正要反手抱起她,却听得一个声音阻止道:“大王,你如此猴急,可教天下英雄笑话!”
张大球转过头去,却见说话之人正是夜无眠。
他失了剑,只是负手立着,自仍有一股难及的风姿,自身上由内而外散发开去,再加之他面如冠玉,丹凤眼秋波澄澈,也把这贼寇看得痴痴呆呆,讷讷不能语。
这贼寇心中暗喜道:“天老爷怎如此宠我,送了一双过来!一个比一个嬲塞!”不觉间,口角已泌出一条臭涎。
等了好半天,这贼寇才将将回过神来,细想着夜无眠的话,道:“我怎么就要被天下英雄笑话了?天下英雄是谁,他为什么笑话我?”

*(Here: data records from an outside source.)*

PR #2491, opened 2022-02-12
Obsolete

benjub:
After looking at other obsolete theorems, I would propose to move `  bnj142OLD $p |- ( F Fn { A } -> ( u e. F -> u = <. A , ( F `` A ) >. ) ) $=` to Main. It is currently Step 8 in the proof of ~fnsnb (as indicated in the comment of bnj142OLD), but I think it deserves to be "detached" from that proof since it is a natural statement and does not require hypotheses, contrary to ~fnsnb (which could have a "generalized" form where the $e is replaced by an antecedent, by the way). Can I add it ? Maybe as fnsnr (in view of fnsn) ?

### DIFF
--- a/discouraged
+++ b/discouraged
@@ -2116,7 +2116,6 @@
 "bnj1423" is used by "bnj1312".
 "bnj1424" is used by "bnj1423".
 "bnj1424" is used by "bnj1452".
-"bnj142OLD" is used by "bnj145OLD".
 "bnj1436" is used by "bnj1296".
 "bnj1436" is used by "bnj1371".
 "bnj1436" is used by "bnj1374".
@@ -4297,7 +4296,6 @@
 "csbabgOLD" is used by "csbrngOLD".
 "csbabgOLD" is used by "csbrngVD".
 "csbabgOLD" is used by "csbsngVD".
-"csbabgOLD" is used by "csbunigOLD".
 "csbabgOLD" is used by "csbunigVD".
 "csbabgOLD" is used by "csbxpgOLD".
 "csbabgOLD" is used by "csbxpgVD".
@@ -4311,9 +4309,7 @@
 "csbingOLD" is used by "onfrALTlem4VD".
 "csbingOLD" is used by "onfrALTlem5VD".
 "csbopabgALT" is used by "csbcnvgALT".
-"csbresgOLD" is used by "csbima12gALTOLD".
 "csbresgOLD" is used by "csbima12gALTVD".
-"csbrngOLD" is used by "csbima12gALTOLD".
 "csbrngOLD" is used by "csbima12gALTVD".
 "csbxpgOLD" is used by "csbresgOLD".
 "csbxpgOLD" is used by "csbresgVD".
@@ -12063,7 +12059,6 @@
 "sbcalgOLD" is used by "sbcssgVD".
 "sbcalgOLD" is used by "trsbcVD".
 "sbcangOLD" is used by "csbingVD".
-"sbcangOLD" is used by "csbunigOLD".
 "sbcangOLD" is used by "csbunigVD".
 "sbcangOLD" is used by "csbxpgOLD".
 "sbcangOLD" is used by "csbxpgVD".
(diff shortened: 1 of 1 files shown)


benjub:
The reformulated comments were due to @avekens

benjub:
Another comment: I would be inclined to remove the already commented out sbcom3OLD by @giomasce . Any objections ? Or do you want to keep it somewhere else for testing purposes ? (I see that @jkingdon implemented some tests recently)
```
    $( $d x y $.  $d x z $. $)
    $( Substituting ` y ` for ` x ` and then ` z ` for ` y ` is equivalent to
       substituting ` z ` for both ` x ` and ` y ` .  (Contributed by Giovanni
       Mascellani, 8-Apr-2018.)  Obsolete version of ~ sbcom3 as of
       16-Sep-2018.  (New usage is discouraged.)
       (Proof modification is discouraged.)  Note: this proof requires many
       hours to 'save proof', 'prove...', and 'minimize_with...'  The
       discouragements will prevent accidental minimization attempts, etc. that
       would interfere with scripts.  For the time being we are keeping this
       proof as a test case, but it will be deleted eventually. -NM $)
    $(
    [Commented out by NM 28-Aug-2019 to avoid slowdown in proof format
    conversions.  Uncomment it if needed for testing.]
    sbcom3OLD $p |- ( [ z / y ] [ y / x ] ph <-> [ z / x ] [ z / y ] ph ) $=
```

avekens:
> After looking at other obsolete theorems, I would propose to move `` bnj142OLD $p |- ( F Fn { A } -> ( u e. F -> u = <. A , ( F `` A ) >. ) ) $= `` to Main. It is currently Step 8 in the proof of ~fnsnb (as indicated in the comment of bnj142OLD), but I think it deserves to be "detached" from that proof since it is a natural statement and does not require hypotheses, contrary to ~fnsnb (which could have a "generalized" form where the $e is replaced by an antecedent, by the way). Can I add it ? Maybe as fnsnr (in view of fnsn) ?

OK, but it should be changed to ( ( F Fn { A } /\ U e. F ) -> U = <. A , ( F `` A ) >. )

avekens:
> Another comment: I would be inclined to remove the already commented out sbcom3OLD by @giomasce . Any objections ? Or do you want to keep it somewhere else for testing purposes ? (I see that @jkingdon implemented some tests recently)

I think we should keep it as test case. If there is a better place for it, it can be moved.

avekens (approved):

giomasce:
> Another comment: I would be inclined to remove the already commented out sbcom3OLD by @giomasce . Any objections ? Or do you want to keep it somewhere else for testing purposes ? (I see that @jkingdon implemented some tests recently)
> 
> ```
>     $( $d x y $.  $d x z $. $)
>     $( Substituting ` y ` for ` x ` and then ` z ` for ` y ` is equivalent to
>        substituting ` z ` for both ` x ` and ` y ` .  (Contributed by Giovanni
>        Mascellani, 8-Apr-2018.)  Obsolete version of ~ sbcom3 as of
>        16-Sep-2018.  (New usage is discouraged.)
>        (Proof modification is discouraged.)  Note: this proof requires many
>        hours to 'save proof', 'prove...', and 'minimize_with...'  The
>        discouragements will prevent accidental minimization attempts, etc. that
>        would interfere with scripts.  For the time being we are keeping this
>        proof as a test case, but it will be deleted eventually. -NM $)
>     $(
>     [Commented out by NM 28-Aug-2019 to avoid slowdown in proof format
>     conversions.  Uncomment it if needed for testing.]
>     sbcom3OLD $p |- ( [ z / y ] [ y / x ] ph <-> [ z / x ] [ z / y ] ph ) $=
> ```

No objection on my side, thanks for cleaning stuff up!

benjub:
Thanks, @giomasce.  So we can remove it from set.mm if/when we find a better place for it, as @avekens wisely suggests. For instance, in a database dedicated to testing, like the ones @david-a-wheeler and Mel O'Cat (https://github.com/david-a-wheeler/metamath-test/issues/2) and @jkingdon (https://github.com/metamath/metamath-exe/tree/master/tests) have developed.
Merging and leaving it as is for now.

jkingdon:
> For instance, in a database dedicated to testing, like the ones @david-a-wheeler and Mel O'Cat ([david-a-wheeler/metamath-test#2](https://github.com/david-a-wheeler/metamath-test/issues/2)) and @jkingdon (https://github.com/metamath/metamath-exe/tree/master/tests) have developed.

So I looked at this a little bit and tried running at least a few of the commands described. Part of the problem here is that "testing" is a pretty general word. The metamath-exe tests run on every pull request, and to be useful for that they should complete within a short amount of time (I think the existing ones are well under a second each) and have output sufficient to tell us whether the code did the right thing (currently we just store a known good output, which must match the output of the test run verbatim).

As for sbcom3OLD, I guess here are the issues:
* If I uncomment it and run `verify proof sbcom3OLD` I get distinct variable constraint failures. Perhaps this is a case of bitrot (like, renaming a theorem it depends on or something)? I don't think it is supposed to be a test case for distinct variable checking.
* According to the comment what is interesting about this is that it "requires many hours to 'save proof', 'prove...', and 'minimize_with...'". What is unstated is whether this is seen as something which could plausibly be improved or needs to be improved. I mean, I assume there will likely always be proofs which can make the minimizer take a long time (like, unless it were to give up after a certain amount of time or a certain search depth or something).

I guess I'd vote for removing it - maybe putting it in a github issue if you think there is some action which could be taken with it - or maybe not even that especially if there is no obvious action. But whatever it is I don't think it is closely related to "testing" in the sense that I've been working on testing.

Perhaps someone has further thoughts on what they mean by "test case" and what sbcom3OLD might be good for, and that help suggest what a good place, if any, for it would be.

夜无眠心中冷笑,有一番计较已在他胸中成形,看着张大球的痴傻样子,傲然道:
“张大王,我家主人,是湘中名士,大户人家。正所谓,钟鸣鼎食之户,诗书礼仪之门。如今委身于你,你却草草待之,未经任何准备,就妄谈洞房花烛,怎能不教天下英雄耻笑?”
张大球正不知如何说话,赖聪单手提着两把剑怒笑道:“你说是大户人家就是大户人家?我看你们分明只是野丫头一对,粗蠢妇人两坨!”

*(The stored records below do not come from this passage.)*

Issue #2401, opened 2021-12-26
Definition, syntax and token for "setting a component of an extensible structure" (df-sets)


benjub:
Digging into my emails with Norm, I found this topic I had discussed with him, Gérard and Mario.  I had made the following proposal, which I still support.

The current definition of `sSet`, which denotes "setting components of an extensible structure",
```
csts $a class sSet $.
df-sets $a |- sSet = ( s e. _V , e e. _V |-> ( ( s |` ( _V \ dom { e } ) ) u. { e } ) ) $.
```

夜无眠瞥了眼他,不作理会,但那种高傲的气质,睥睨草莽的风度,却难得遮掩住,直把赖聪的上蹿下跳,反衬得颇为可笑。
赖聪或许也觉得自己像是跳梁小丑,恨恨地咬了咬牙,不再说话。
这次第,无声胜有声,张大球见得这如此风度,登时就信了夜无眠的“大户人家”之说。心中又欣喜三分,直道这回运气好,不再是掳掠得寻常村妇了。
夜无眠看着张大球道:“张大王,我主仆二人,已准备此生交付于你了。张大王若实在急于一时,心急想吃热豆腐,我二人也无话可说。若能讲究礼仪次序,与我主仆二人,长久做三个逍遥快活的山中客,还须依我。”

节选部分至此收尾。